### Problem description
Search the data for "stuff" and copy every matching line.

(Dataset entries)
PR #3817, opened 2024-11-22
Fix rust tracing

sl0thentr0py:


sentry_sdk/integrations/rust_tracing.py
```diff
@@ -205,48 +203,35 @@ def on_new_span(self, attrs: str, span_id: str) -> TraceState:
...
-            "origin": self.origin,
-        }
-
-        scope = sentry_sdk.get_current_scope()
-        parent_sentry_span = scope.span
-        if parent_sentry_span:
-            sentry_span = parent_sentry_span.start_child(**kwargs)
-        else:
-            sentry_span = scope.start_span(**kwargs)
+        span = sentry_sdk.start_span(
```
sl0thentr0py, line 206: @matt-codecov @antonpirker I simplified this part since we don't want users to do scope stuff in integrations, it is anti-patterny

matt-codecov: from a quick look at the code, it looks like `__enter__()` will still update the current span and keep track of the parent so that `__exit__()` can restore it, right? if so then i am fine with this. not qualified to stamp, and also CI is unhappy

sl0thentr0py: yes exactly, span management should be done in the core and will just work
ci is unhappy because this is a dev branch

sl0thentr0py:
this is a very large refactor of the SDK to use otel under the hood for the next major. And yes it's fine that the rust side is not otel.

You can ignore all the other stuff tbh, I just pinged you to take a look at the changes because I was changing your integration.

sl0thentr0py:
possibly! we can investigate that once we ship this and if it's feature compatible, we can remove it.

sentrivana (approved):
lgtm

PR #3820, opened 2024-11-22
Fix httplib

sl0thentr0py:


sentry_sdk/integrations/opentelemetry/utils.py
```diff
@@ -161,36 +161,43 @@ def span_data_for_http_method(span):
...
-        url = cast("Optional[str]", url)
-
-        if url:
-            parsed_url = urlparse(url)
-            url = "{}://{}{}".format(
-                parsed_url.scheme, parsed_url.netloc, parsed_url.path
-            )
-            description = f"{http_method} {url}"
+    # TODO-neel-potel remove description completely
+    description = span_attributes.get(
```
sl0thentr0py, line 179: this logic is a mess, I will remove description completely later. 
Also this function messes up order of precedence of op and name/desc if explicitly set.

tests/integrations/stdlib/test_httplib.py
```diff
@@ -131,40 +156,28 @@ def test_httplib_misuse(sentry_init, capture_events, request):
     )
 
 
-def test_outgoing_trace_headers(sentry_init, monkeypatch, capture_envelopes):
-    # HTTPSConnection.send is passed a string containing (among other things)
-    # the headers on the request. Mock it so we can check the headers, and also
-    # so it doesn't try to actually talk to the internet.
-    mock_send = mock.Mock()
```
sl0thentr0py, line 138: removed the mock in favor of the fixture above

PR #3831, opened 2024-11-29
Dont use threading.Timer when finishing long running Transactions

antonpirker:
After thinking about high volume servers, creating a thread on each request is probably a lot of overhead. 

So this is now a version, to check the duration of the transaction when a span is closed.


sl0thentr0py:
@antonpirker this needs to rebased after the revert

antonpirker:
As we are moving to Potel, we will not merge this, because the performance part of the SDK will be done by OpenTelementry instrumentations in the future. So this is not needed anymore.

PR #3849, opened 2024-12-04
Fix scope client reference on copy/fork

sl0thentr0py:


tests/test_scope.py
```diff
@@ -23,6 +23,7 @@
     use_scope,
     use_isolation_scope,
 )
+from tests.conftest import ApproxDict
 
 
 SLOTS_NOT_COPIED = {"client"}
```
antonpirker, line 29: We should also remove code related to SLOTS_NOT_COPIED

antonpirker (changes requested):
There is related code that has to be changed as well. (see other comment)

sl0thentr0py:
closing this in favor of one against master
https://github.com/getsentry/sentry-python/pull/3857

==

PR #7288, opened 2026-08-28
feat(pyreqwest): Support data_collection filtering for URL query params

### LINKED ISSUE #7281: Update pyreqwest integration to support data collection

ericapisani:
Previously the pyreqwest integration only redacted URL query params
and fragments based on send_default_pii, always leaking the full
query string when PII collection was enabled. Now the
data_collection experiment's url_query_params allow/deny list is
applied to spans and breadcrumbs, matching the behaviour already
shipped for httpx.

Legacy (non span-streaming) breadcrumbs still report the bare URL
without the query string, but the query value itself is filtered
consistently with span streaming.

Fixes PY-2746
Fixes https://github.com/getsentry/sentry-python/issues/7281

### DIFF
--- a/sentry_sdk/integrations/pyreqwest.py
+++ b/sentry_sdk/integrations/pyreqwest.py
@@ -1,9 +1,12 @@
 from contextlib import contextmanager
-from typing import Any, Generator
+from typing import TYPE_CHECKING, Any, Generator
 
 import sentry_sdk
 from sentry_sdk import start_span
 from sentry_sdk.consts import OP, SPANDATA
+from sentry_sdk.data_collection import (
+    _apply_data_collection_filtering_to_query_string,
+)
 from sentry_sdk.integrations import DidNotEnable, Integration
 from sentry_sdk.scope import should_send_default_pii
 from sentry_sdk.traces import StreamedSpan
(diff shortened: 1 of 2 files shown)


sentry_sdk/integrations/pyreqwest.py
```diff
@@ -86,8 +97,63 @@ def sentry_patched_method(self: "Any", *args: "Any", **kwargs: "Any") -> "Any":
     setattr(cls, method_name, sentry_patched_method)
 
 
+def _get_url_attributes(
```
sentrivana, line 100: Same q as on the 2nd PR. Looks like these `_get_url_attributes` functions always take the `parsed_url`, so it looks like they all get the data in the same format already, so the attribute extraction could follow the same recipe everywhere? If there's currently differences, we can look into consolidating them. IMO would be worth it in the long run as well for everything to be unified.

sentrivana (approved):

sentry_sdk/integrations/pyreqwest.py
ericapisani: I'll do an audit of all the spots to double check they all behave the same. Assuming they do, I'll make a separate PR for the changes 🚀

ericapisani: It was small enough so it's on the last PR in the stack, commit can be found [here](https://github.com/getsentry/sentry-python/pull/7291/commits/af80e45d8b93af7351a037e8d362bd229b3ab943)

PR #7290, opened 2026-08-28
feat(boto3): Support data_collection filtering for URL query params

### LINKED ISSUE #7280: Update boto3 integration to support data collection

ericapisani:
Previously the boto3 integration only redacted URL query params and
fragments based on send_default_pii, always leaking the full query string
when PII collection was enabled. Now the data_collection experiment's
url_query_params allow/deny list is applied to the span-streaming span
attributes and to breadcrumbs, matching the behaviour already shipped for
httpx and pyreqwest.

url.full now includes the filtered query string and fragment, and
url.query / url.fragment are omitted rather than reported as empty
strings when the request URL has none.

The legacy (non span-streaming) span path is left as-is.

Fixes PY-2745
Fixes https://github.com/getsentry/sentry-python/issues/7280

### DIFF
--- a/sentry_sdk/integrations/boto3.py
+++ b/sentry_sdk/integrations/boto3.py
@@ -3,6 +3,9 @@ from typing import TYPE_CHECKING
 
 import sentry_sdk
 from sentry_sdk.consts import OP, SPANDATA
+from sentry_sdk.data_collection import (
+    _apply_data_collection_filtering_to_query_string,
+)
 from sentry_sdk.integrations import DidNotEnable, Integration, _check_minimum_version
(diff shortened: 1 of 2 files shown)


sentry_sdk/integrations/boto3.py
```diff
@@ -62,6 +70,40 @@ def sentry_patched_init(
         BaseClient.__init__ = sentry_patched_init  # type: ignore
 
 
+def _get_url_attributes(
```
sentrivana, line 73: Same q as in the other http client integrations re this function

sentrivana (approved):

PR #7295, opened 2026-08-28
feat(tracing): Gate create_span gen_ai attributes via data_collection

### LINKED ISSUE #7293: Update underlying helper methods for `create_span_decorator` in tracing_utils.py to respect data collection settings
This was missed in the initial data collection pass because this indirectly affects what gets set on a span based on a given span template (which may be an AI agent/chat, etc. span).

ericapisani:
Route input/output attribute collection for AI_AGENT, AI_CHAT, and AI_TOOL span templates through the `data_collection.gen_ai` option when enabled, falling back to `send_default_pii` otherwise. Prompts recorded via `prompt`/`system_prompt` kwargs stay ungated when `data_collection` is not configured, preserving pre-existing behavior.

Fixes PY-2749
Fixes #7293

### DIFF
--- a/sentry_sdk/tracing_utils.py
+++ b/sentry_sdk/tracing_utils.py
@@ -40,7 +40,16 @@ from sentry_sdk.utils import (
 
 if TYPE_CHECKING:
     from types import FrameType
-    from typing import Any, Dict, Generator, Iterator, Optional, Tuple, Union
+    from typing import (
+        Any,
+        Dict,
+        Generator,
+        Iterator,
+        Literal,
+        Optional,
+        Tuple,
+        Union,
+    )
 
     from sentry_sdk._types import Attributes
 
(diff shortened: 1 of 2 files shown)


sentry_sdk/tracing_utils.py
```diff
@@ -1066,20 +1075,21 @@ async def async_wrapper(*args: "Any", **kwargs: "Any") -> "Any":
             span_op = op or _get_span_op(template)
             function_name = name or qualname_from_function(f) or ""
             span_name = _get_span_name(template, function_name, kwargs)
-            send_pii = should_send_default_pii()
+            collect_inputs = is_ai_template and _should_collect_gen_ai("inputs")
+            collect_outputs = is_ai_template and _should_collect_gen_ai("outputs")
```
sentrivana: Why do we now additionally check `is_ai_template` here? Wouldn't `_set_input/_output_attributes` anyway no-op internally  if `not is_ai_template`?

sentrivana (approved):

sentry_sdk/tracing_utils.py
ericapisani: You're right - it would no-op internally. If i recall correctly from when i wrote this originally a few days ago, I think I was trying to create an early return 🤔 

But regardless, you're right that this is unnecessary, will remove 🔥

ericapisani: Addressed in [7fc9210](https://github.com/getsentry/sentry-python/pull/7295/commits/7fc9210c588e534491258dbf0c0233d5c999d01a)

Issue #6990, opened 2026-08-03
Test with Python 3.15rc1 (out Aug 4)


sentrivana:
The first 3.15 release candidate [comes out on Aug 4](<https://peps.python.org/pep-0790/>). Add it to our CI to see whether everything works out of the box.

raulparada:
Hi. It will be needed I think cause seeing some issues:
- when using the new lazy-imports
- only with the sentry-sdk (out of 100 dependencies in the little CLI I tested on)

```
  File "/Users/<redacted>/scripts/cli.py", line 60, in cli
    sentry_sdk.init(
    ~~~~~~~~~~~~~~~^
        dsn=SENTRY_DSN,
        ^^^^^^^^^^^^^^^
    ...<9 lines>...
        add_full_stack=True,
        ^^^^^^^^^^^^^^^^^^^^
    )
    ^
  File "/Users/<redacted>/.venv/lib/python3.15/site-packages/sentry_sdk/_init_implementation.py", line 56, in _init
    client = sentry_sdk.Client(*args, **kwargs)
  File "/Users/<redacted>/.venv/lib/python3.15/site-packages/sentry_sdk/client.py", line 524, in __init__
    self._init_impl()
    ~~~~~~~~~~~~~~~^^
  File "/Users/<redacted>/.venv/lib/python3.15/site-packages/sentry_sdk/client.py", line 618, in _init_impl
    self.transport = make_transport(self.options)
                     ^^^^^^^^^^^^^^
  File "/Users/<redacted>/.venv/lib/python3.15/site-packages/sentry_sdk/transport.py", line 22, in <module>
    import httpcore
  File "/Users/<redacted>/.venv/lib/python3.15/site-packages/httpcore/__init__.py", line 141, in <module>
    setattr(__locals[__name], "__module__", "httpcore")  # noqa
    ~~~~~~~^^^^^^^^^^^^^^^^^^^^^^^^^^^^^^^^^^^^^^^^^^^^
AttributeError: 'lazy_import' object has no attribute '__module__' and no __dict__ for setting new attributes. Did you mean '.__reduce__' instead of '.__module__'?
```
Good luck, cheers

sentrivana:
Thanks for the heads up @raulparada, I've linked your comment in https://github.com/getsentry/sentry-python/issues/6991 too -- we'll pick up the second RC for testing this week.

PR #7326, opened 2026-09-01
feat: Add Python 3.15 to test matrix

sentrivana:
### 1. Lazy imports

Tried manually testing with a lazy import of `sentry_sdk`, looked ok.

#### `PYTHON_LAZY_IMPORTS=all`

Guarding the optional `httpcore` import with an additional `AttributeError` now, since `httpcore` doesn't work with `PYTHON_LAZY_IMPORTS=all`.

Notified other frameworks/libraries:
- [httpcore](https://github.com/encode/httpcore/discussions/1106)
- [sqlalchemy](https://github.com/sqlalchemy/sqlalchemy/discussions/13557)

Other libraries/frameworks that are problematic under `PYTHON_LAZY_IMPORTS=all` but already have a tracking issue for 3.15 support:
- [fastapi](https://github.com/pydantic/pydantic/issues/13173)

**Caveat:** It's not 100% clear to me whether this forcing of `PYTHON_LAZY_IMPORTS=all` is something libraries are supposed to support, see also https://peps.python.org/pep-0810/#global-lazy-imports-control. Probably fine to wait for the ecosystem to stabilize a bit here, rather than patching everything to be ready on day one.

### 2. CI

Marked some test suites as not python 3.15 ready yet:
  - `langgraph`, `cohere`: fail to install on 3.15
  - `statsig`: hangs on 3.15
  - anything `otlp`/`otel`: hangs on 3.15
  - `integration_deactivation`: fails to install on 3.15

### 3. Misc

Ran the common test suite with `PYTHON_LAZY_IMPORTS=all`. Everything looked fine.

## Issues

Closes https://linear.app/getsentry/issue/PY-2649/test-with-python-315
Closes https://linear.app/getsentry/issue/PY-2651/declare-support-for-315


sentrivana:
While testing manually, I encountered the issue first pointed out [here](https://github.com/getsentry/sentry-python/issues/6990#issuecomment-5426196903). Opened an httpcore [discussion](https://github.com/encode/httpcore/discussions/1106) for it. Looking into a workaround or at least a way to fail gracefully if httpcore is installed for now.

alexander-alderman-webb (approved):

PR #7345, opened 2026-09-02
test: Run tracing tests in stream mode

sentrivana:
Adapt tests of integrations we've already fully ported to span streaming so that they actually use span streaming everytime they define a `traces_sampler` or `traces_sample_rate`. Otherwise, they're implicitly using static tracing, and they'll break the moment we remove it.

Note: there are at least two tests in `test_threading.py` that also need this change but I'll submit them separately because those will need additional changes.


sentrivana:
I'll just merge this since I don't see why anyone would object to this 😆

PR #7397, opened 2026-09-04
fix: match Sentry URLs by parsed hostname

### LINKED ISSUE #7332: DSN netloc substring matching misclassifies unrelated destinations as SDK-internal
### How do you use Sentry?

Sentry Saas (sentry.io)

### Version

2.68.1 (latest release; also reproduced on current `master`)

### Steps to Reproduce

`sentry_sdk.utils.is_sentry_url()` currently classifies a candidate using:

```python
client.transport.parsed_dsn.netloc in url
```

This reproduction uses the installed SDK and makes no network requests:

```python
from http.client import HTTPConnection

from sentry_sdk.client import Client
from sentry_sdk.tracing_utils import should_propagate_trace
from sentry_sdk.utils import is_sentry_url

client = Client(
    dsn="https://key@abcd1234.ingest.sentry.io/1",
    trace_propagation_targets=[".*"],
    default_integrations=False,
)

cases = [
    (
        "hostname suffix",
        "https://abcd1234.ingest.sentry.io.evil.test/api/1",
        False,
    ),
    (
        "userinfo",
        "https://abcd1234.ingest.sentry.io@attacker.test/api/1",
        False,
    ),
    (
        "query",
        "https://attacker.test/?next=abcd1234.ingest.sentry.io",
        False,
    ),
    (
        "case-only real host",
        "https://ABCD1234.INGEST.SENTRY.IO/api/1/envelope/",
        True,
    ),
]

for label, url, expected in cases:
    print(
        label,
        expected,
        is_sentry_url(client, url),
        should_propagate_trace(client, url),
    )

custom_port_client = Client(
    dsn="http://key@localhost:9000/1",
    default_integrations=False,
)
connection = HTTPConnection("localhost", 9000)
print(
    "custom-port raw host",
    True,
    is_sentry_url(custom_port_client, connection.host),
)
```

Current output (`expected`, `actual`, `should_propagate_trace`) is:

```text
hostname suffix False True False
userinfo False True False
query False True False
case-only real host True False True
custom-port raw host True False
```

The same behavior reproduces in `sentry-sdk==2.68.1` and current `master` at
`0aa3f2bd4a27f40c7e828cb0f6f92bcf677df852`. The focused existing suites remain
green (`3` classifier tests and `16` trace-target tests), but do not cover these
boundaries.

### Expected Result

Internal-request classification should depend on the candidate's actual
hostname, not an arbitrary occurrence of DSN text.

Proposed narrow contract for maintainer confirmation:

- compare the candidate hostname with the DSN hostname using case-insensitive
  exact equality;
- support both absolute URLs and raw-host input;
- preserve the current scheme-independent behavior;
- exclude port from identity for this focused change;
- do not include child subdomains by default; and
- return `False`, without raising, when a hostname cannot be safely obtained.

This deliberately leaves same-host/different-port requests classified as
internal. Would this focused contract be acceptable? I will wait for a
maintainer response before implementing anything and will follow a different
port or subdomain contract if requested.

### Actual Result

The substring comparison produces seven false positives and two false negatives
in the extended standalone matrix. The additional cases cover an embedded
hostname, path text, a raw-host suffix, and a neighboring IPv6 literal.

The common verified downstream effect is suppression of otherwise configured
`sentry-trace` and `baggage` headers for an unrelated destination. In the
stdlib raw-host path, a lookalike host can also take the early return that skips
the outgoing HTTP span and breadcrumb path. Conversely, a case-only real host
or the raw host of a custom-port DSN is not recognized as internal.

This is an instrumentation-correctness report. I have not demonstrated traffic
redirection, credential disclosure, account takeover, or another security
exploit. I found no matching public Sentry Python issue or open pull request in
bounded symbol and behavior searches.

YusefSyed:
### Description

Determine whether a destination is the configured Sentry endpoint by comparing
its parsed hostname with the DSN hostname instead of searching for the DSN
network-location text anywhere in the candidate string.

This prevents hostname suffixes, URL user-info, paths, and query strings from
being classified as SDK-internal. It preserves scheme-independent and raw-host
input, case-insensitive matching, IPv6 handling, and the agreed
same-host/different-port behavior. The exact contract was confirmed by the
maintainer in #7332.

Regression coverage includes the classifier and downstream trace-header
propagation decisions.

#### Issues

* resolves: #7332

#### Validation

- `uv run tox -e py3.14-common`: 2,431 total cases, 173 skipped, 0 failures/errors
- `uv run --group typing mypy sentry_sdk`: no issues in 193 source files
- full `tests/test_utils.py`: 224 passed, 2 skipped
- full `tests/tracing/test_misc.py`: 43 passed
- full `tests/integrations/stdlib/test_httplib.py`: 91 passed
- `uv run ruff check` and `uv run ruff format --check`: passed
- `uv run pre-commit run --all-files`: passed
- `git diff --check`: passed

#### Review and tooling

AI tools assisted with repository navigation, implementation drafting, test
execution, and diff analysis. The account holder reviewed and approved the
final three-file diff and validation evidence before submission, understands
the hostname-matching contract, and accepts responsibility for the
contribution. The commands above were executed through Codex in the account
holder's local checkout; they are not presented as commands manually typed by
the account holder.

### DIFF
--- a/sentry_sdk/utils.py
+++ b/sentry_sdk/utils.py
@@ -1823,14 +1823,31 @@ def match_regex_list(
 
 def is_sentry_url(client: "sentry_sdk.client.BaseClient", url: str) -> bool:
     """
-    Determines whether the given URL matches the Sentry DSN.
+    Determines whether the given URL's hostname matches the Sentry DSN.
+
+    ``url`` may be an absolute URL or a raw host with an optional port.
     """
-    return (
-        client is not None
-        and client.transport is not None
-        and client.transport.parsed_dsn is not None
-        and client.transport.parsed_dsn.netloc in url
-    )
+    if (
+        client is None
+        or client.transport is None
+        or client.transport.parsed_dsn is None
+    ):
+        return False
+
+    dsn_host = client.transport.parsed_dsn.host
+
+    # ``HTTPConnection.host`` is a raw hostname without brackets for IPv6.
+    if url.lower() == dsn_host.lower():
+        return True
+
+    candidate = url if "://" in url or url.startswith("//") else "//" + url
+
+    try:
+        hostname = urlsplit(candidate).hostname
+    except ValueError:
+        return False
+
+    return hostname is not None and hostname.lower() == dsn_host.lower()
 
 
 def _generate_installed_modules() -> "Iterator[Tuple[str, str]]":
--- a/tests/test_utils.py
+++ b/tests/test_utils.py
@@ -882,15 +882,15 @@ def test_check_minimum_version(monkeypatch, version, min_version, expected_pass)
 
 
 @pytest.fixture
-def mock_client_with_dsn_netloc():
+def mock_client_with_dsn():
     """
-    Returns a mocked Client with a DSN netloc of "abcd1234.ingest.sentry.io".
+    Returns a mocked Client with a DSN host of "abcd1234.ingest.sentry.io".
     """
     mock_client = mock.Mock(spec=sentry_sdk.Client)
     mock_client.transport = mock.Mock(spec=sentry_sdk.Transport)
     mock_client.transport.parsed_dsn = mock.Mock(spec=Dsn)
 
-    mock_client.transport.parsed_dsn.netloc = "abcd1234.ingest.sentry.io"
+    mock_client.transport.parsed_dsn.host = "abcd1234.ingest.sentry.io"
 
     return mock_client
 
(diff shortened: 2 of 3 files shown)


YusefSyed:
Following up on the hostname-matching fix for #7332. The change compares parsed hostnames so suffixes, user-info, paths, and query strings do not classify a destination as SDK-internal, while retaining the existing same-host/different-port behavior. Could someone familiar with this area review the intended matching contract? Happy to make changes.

### Answer for this exercise
sl0thentr0py, line 206: @matt-codecov @antonpirker I simplified this part since we don't want users to do scope stuff in integrations, it is anti-patterny
You can ignore all the other stuff tbh, I just pinged you to take a look at the changes because I was changing your integration.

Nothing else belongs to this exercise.